Wenn nun auch die Binnenkonjunktur anziehe, stünden die Chancen für bessere Steuereinnahmen und weniger Ausgaben zur Finanzierung der hohen Arbeitslosigkeit gut. "Was an Unsicherheit bleibt, ist die Konjunkturentwicklung", sagte Eichel. "Es sieht so aus, als wenn es besser wird".

Eichel bekräftigte, dass die Bundesregierung weiter mit einem Wirtschaftswachstum zwischen 1,5 und zwei Prozent in diesem Jahr rechnet. Den Vorwurf der Opposition, in seinem Haushalt 2005 seien "Luftbuchungen" enthalten, wies er zurück.
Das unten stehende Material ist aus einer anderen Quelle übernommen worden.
PR #83, opened 2021-03-01
[AIRCOP] some fix on cudnn ops

luke-jiang:
- [x] change `traverse` in `DistributeTensor2MPI_NCCLAnalysis` to use a list of cudnn ops
- [x] change names of `gpu_array1_...` functions
- [ ] remove fwd-bwd hashmaps
- [x] implement more unary ops for activation. If user doesn't specify parameter, use unary. Otherwise, use cudnn activation.
- [x] implement pooling
- [x] implement pooling user API
- [x] fix unused getoutputdim in conv (current implement is not correct because var_read is not used)
- [x] fix alpha/beta pointer bug in sgemm
- [ ] more cudnn ops?
- [x] cleanup
- [x] change `overwriteCheckFiles` to false before merge

### DIFF
--- a/src/test/scala/lms/utils.scala
+++ b/src/test/scala/lms/utils.scala
@@ -10,7 +10,7 @@ trait LibSuite extends FunSuite {
 }
 
 trait TutorialFunSuite extends LibSuite {
-  val overwriteCheckFiles = true // should be false; temporary set to true only to simplify development
+  val overwriteCheckFiles = false // should be false; temporary set to true only to simplify development
 
   val prefix = "src/out/"
   val under: String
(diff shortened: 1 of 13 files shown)


src/test/scala/lms/utils.scala
```diff
@@ -10,7 +10,7 @@ trait LibSuite extends FunSuite {
 }
 
 trait TutorialFunSuite extends LibSuite {
-  val overwriteCheckFiles = false // should be false; temporary set to true only to simplify development
+  val overwriteCheckFiles = true // should be false; temporary set to true only to simplify development
```
feiwang3311, line 13: revert this :)

luke-jiang: fixed in 9ff6254

Harjas12 (approved):

feiwang3311 (approved):

PR #92, opened 2021-03-28
Cuda Transpose Kernel

Harjas12:
- [x] write kernel
- [ ] write transpose test

### DIFF
--- a/src/main/scala/lms/thirdparty/cuda/cuda.scala
+++ b/src/main/scala/lms/thirdparty/cuda/cuda.scala
@@ -814,14 +814,14 @@ trait CudaOps extends Dsl with StackArrayOps with SizeTOps with CLibs with CudaF
     }
 
   def cudaTranspose[N:Numeric:Manifest](implicit __pos: SourceContext) = cudaGlobalFun {
-    (in: Rep[Array[N]], out: Rep[Array[N]]) => 
+    (in: Rep[Array[N]], out: Rep[Array[N]]) =>
       val tile = NewSharedArray[N](tileDim, tileDim + 1)
       
       val x = blockIdxX * tileDim + threadIdxX
       val y = blockIdxY * tileDim + threadIdxY
       val width = gridDimX * tileDim
 
-      for(i <- (0 until (tileDim, blockRows)): Rep[Range]) {
+      for (i <- (0 until (tileDim, blockRows)): Rep[Range]) {
         tile(threadIdxY + i)(threadIdxX) = in((y + i) * width + x)
       }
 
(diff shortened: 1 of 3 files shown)


luke-jiang (approved):

src/main/scala/lms/thirdparty/cuda/cuda.scala
```diff
@@ -700,7 +701,7 @@ trait CudaOps extends Dsl with StackArrayOps with SizeTOps with CLibs with CudaF
   def threadIdxX: Rep[Int] = cmacro[Int]("threadIdx.x")
   def threadIdxY: Rep[Int] = cmacro[Int]("threadIdx.y")
   def threadIdxZ: Rep[Int] = cmacro[Int]("threadIdx.z")
-
+  def blockRows: Rep[Int] = cmacro[Int]("BLOCK_ROWS")
```
feiwang3311, line 704: I think `BLOCK_ROWS` is a local macro defined in their code, not a macro we can just use :)

Harjas12: added it as a constant into our code

src/main/scala/lms/thirdparty/cuda/cuda.scala
```diff
@@ -661,10 +661,12 @@ trait CudaOps extends Dsl with StackArrayOps with SizeTOps with CLibs with CudaF
 
 
   // Some global values for our GPU
+  val tileDim = 32
```
feiwang3311, line 664: Nit: I probably want to move the declaration of `tileDim` and `blockRows` right before the `cudaTranspose` function, since they are not global values for GPU, but rather variables used by the transpose kernel

src/main/scala/lms/thirdparty/cuda/cuda.scala
```diff
@@ -812,6 +813,28 @@ trait CudaOps extends Dsl with StackArrayOps with SizeTOps with CLibs with CudaF
       }
     }
 
+  def cudaTranspose[N:Numeric:Manifest](implicit __pos: SourceContext) = cudaGlobalFun {
+    (in: Rep[Array[N]], out: Rep[Array[N]]) =>
```
feiwang3311, line 817: Nit: we would want some comments here via `generate_comment(xxx)` function. Those comments will be generated in the generated code, explaining what the parameters are and how the caller is supposed to call it (what is the Dim3 used for instance)

feiwang3311:
since we have merged cuda transpose kernel, should this PR be closed?

PR #93, opened 2021-03-30
[AIRCoP] masked fill

luke-jiang:
implement masked fill according to the code in Lantern: https://github.com/feiwang3311/Lantern/blob/2dd710d3b773c75674d10384b3bb62b1f46a153a/src/main/cpp/headers/cublas_header.h#L1189

- [x] implement masked_fill forward and backward kernels
- [x] implement test case for fwd pass with python equivalent
- [x] test on server


src/main/scala/lms/thirdparty/cuda/cuda.scala
```diff
@@ -799,6 +814,68 @@ trait CudaOps extends Dsl with StackArrayOps with SizeTOps with CLibs with CudaF
       val i = blockIdxX * blockDimX * threadIdxX
       __ifThenElse(i < size, {y(i) = a * x(i) + y(i)}, {})
   }
+
+  def maskedFill[N:Numeric:Manifest](ijSwapped: Boolean)(implicit __pos: SourceContext) = cudaGlobalFun {
+    (in: Rep[Array[N]], out: Rep[Array[N]], mask: Rep[Array[Int]], value: Rep[N], 
+    dim0_shape: Rep[Int], dim1_shape: Rep[Int], dim0_stride: Rep[Int], dim1_stride: Rep[Int],
+    input_size: Rep[Int]) => {
+
```
feiwang3311, line 822: let's add some comments here to explain the parameters and how the caller should call it (what is the dim3 to use)

src/main/scala/lms/thirdparty/cuda/cuda.scala
```diff
@@ -799,6 +814,68 @@ trait CudaOps extends Dsl with StackArrayOps with SizeTOps with CLibs with CudaF
...
+      })
+    }
+  }
+
+  
+  def maskedFillGrad[N:Numeric:Manifest](ijSwapped: Boolean)(implicit __pos: SourceContext) = cudaGlobalFun {
+    (y_d: Rep[Array[N]], x_d: Rep[Array[N]], mask: Rep[Array[Int]],
+    dim0_shape: Rep[Int], dim1_shape: Rep[Int], dim0_stride: Rep[Int], dim1_stride: Rep[Int],
+    input_size: Rep[Int]) => {
+
```
feiwang3311, line 854: comments here to 
via `generate_comment` function

src/test/scala/lms/thirdparty/test_cuda.scala
```diff
@@ -286,5 +287,67 @@ class CudaTest extends TutorialFunSuite {
...
+        cudaCall(cudaMemcpyOfT[Float](dinput, dinput_d, n, device2host))
+
+        printf("masked fill input gradient:\n")
+        for (i <- (0 until n): Rep[Range]) {
+          printf("%f,", dinput(i))
+        }
+        printf("\n")
+      }
+    }
+    check("kernel_masked_fill", driver.code, "cu")
```
feiwang3311, line 350: if you want to pull in this PR https://github.com/TiarkRompf/lms-clean/pull/95
we can start adding pytorch golden files, data, and check in the test :)

supunab (approved):

src/test/scala/lms/thirdparty/test_cuda.scala
```diff
@@ -342,5 +362,96 @@ class CudaTest extends TutorialFunSuite {
...
+
+        val mask = NewArray[Int](n)
+        scanFile[Int]("golden/maskedFill/mask.data", mask, n)
+        val cuda_mask = cudaMalloc2[Int](n)
+        cudaCall(cudaMemcpyOfT[Int](cuda_mask, mask, n, host2device))
+
+        val output = NewArray[Float](n)
+        val cuda_output = cudaMalloc2[Float](n)
+        val maskedFillKernel = maskedFill[Float](true)
+        maskedFillKernel(cuda_input, cuda_output, cuda_mask, maskValue, d0, d1, d0, 1, n, dim3((n + 511)/512), dim3(512))
```
luke-jiang, line 449: I don't think the kernel is called properly :(

supunab: Yeah, I think the way it's called is slightly inaccurate. Below is a summary of the semantics of maskedFill (we can add this the Scala code as a comment).

```
/*
    Semantics of maskedFill:
    Let's take a n-d tensor input = tensor.randn(10, 2, 5, 8)
    Now let's say we want to apply a mask to the above tensor for dimension 1 and dimension 2;
    Therefore, the shape of the mask should be (2, 5) in this case.
    (if the mask was (5, 2) and needed to apply to dimension 2 and dimension 1, we mark ijSwapped = true (because 2>1))

    We name the two dimensions as dim0 and dim1.
    We need the shape of the two dims (dim0_shape = 2, dim1_shape = 5)
    We also need the strides for the two dims (dim0_stride = 5*8, dim1_stride = 8)
  */
```

Now, in this test case scenario, `ijSwapped` must be `false` because we apply the mask to dimension 0 and 1. And the rest of the params should be as follows;

```
d0_shape = 8
d1_shape = 8
d0_stride = 8 // = d0_shape
d1_stride = 1
```

Can you give this a try and see if it matched the PT output?

luke-jiang: It worked! Thank you so much for the detailed summary. I understand it now :)

supunab (approved):

PR #97, opened 2021-04-03
Clean-ups and Renamings

luke-jiang:
- Move old cudnn `check.cu` files into a new `cuda/cudnn` directory
- Rename test cases in `test_cuda.scala` s.t. all kernel test cases end up with `_kernel`
- Add `softmax.check.cu`
- Move kernel implementations into `CudaLibs`


supunab (approved):

feiwang3311 (approved):
just small comments

Harjas12 (approved):

PR #98, opened 2021-04-04
Generic Cuda Transpose Kernel

Harjas12:
converted cuda transpose kernel work with any arbitrary (n x m) matrix


src/main/scala/lms/thirdparty/cuda/cuda.scala
```diff
@@ -866,29 +866,33 @@ trait CudaOps extends Dsl with StackArrayOps with SizeTOps with CLibs with CudaF
...
       val tile = NewSharedArray[N](tileDim, tileDim + 1)
-      val x = blockIdxX * tileDim + threadIdxX
-      val y = blockIdxY * tileDim + threadIdxY
-      val width = gridDimX * tileDim
 
-      for(i <- (0 until (tileDim, blockRows)): Rep[Range]) {
-          tile(threadIdxY + i, threadIdxX) = in((y + i) * width + x)
+      for (i <- (0 until (tileDim, blockRows)): Rep[Range]) {
+        val x = blockIdxX * tileDim + threadIdxX
+        val y = blockIdxY * tileDim + threadIdxY + i
```
feiwang3311, line 878: could some of the computation be left before this for loop?

src/main/scala/lms/thirdparty/cuda/cuda.scala
```diff
@@ -866,29 +866,33 @@ trait CudaOps extends Dsl with StackArrayOps with SizeTOps with CLibs with CudaF
...
 
       cudaSyncThreads
 
-      val row = blockIdxY * tileDim + threadIdxX
-      val col = blockIdxX * tileDim + threadIdxY
-
       for (i <- (0 until (tileDim, blockRows)): Rep[Range]) {
-          out((col + i) * width + row) = tile(threadIdxX, threadIdxY + i)
+        val x = blockIdxY * tileDim + threadIdxX
+        val y = blockIdxX * tileDim + threadIdxY + i
```
feiwang3311, line 889: same here

feiwang3311 (approved):
Looks Great! Just some nits

src/main/scala/lms/thirdparty/cuda/cuda.scala
Harjas12: done

src/main/scala/lms/thirdparty/cuda/cuda.scala
Harjas12: don

src/main/scala/lms/thirdparty/cuda/cuda.scala
```diff
@@ -866,29 +866,36 @@ trait CudaOps extends Dsl with StackArrayOps with SizeTOps with CLibs with CudaF
   }
 
   def cudaTranspose[N:Numeric:Manifest](implicit __pos: SourceContext) = cudaGlobalFun {
-    (in: Rep[Array[N]], out: Rep[Array[N]]) =>
+    (in: Rep[Array[N]], out: Rep[Array[N]], n: Rep[Int], m: Rep[Int]) =>
```
Harjas12, line 869: @feiwang3311 Should I add tileDim and blockRows as parameters to the kernel? The calling function and the kernel need to agree on these constants for it to work correctly, so it might reduce errors if they were parameters instead of assumed.

feiwang3311: That is reasonable. But i think asking the caller to provide `tileDim` and `blockRows` is risky too, because the caller might use unreasonable `tileDim` or `blockRows`? I think maybe the comments of this function should state clearly what is `tileDim` and `blockRows` (since they are constant for kernel writer) and how it should be used by the caller.

feiwang3311 (approved):

src/main/scala/lms/thirdparty/cuda/cuda.scala
Harjas12: I think that's a good way of handling it. I have gone ahead and added enough comments to the function that anyone should be able to figure out how to call it.

PR #102, opened 2021-04-13
[AIRCoP] [CUDA] LogSoftmax and misc

supunab:
Adding support for logSoftmax (can be easily used to compute Cross Entropy Loss) and testing for both Softmax and LogSoftmax using PyTorch programs.


luke-jiang (approved):

src/main/scala/lms/thirdparty/cuda/cuda.scala
```diff
@@ -1065,9 +1068,13 @@ trait CudaLibs extends CudaOps {
     cudaSyncThreads
   }
 
-  def softmax[N:Numeric:Manifest](log: Boolean)(implicit  __pos: SourceContext) = cudaGlobalDynamicFun {
+  def softmax[N:Numeric:Manifest](logSoftmax: Boolean)(implicit __pos: SourceContext) = cudaGlobalDynamicFun {
```
luke-jiang, line 1071: maybe use `cudaSoftmax`, `cudaSoftmaxGrad` to keep naming consistency with other kernels?

supunab: yep, makes sense! will update. Thanks!

PR #103, opened 2021-04-13
[CUDA] Generic Permute3D implementation

feiwang3311:


src/main/scala/lms/thirdparty/cuda/cuda.scala
```diff
@@ -429,10 +431,18 @@ trait CudaOps extends Dsl with StackArrayOps with SizeTOps with CLibs with CudaF
       val offset = skip * i + j
       Wrap[T](Adapter.g.reflectRead("array_get", Unwrap(x), Unwrap(offset))(Unwrap(x)))
     }
+    def apply(is: List[Rep[Int]])(implicit __pos: SourceContext): Rep[T] = {
```
luke-jiang, line 434: what is the benefit for using `List[Rep[Int]]` instead of using 2 parameters?

src/main/scala/lms/thirdparty/cuda/cuda.scala
```diff
@@ -1142,6 +1162,221 @@ trait CudaLibs extends CudaOps {
...
+      for (i <- (0 until (tileDim, blockRows)): Rep[Range]) {
+        out_offset(blockIdxY, blockIdxX, threadIdxX, threadIdxY + i, tile(threadIdxX, threadIdxY + i))
+      }
+  }
+
+  // amazing helper function to get flatten offset of tensors
+  def flatten(shape: List[Rep[Int]], index: List[Rep[Int]])(implicit __pos: SourceContext): Rep[Int] = {
+    val a: Rep[Int] = (shape.tail zip index.init).foldLeft(unit(0)) {
+      case (z: Rep[Int], (shape: Rep[Int], index: Rep[Int])) => (index + z) * shape
+      }
```
luke-jiang, line 1212: This `}` maybe better inlined with `val` :)

src/main/scala/lms/thirdparty/cuda/cuda.scala
```diff
@@ -1142,6 +1162,221 @@ trait CudaLibs extends CudaOps {
...
+      generate_comment("caller must use <<<dim3(dimY, dimZ, 1), dim3(A, 1, 1)>>> where A < dimX")
+      generate_comment("each threadblock hands one dimX in coalease size of A, then we have dimZ x dimY threadblocks")
+      generate_comment("this kernel might be inefficient if the dimX is small. TODO")
+
+      // amazing helper function to get flatten offset of tensors
+      def flatten(shape: List[Rep[Int]], index: List[Rep[Int]]): Rep[Int] = {
+        val a: Rep[Int] = (shape.tail zip index.init).foldLeft(unit(0)) {
+          case (z: Rep[Int], (shape: Rep[Int], index: Rep[Int])) => (index + z) * shape
+          }
+        a + index.last
```
luke-jiang, line 1361: perhaps extra tab here?

luke-jiang (approved):

src/main/scala/lms/thirdparty/cuda/cuda.scala
feiwang3311: just convenient if the indices are already in a list :)

src/main/scala/lms/thirdparty/cuda/cuda.scala
feiwang3311: good point

PR #1589, opened 2017-04-05
Rename prod coproduct

### LINKED ISSUE #1582: rename Prod / Coproduct to ProductK / CoproductK
The problem is that we already have `scala.Product` and `shapeless.Coproduct` and that means it is easy to get the wrong import.

In addition, it is very unfortunate that `cats` and `shapeless` (the foundations of this FP stack) should have a name conflict on something so simple.

I understand that the `K` postfix is appropriate for a higher kinded thing as a workaround until https://github.com/scala/scala/pull/5538 become ubiquitous. I suppose `M` would also be appropriate?

kailuowang:
fixes #1582
Note that this should be a fairly straightforward PR to review. However, github failed to render the diff in renamed files correctly - it displays the diff as a whole file removed and a new file. To overcome this, you might want to review the two commits separately.


johnynek:
thanks for doing this! I think this is a win for consistency and readability prior to 1.0.

👍

adelbertc:
Bikeshedding, but `Tuple2K` feels weird even though it's correct since it's a higher-order `Tuple2`, but what about just `TupleK` ?

kailuowang:
@adelbertc I don't dislike `TupleK`. I picked `Tuple2K` exactly due to the correctness, and `TupleK` sounds like it's arity free?

adelbertc:
yeahhhhh i just don't like having numbers in names for some reason.. but oh well 👍

edmundnoble:
@adelbertc I thought `PairK` might be nice for that reason, but that might drive people to use `scala.Predef.Pair`.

Union fordert neuen Entwurf

Zusatzbelastungen durch Hartz IV

Der CDU-Haushaltsexperte Dietrich Austermann hatte Eichel zuvor aufgefordert, seinen Haushaltsentwurf 2005 zurückzuziehen. Er begründete seine Forderung im Inforadio Berlin-Brandenburg mit vielfältigen Risiken, die nicht berücksichtigt worden seien und die den Etat in die Verfassungswidrigkeit treiben dürften. So verursache allein die Hartz-IV-Reform Zusatzbelastungen von rund fünf Milliarden Euro.

Der Bund könne wegen des langsamen wirtschaftlichen Aufschwungs auch nicht mit höheren Steuereinnahmen rechnen. Austermann bekundete im Grundsatz die Gesprächsbereitschaft der Union, an der Kürzung von weiteren Steuervergünstigungen mitzuarbeiten, und verwies auf die Steinkohlehilfen. "Wir wollen einen kontinuierlichen Abbau der Subventionen, da kann man mit uns reden."

Eichels Haushaltsentwurf für 2005 sieht Ausgaben von rund 258 Milliarden Euro vor bei einer Neuverschuldung von 22 Milliarden Euro. Damit liegen die neuen Schulden entsprechend den Vorgaben der Verfassung unter den Investitionen, die auf 22,8 Milliarden Euro veranschlagt sind. Der Finanzminister hat außerdem Privatisierungserlöse von über 15 Milliarden Euro eingeplant und strebt an, 2005 zum ersten Mal nach drei Jahren wieder mit dem Etatdefizit unter der europäischen Obergrenze von drei Prozent des Bruttoinlandsprodukts zu bleiben.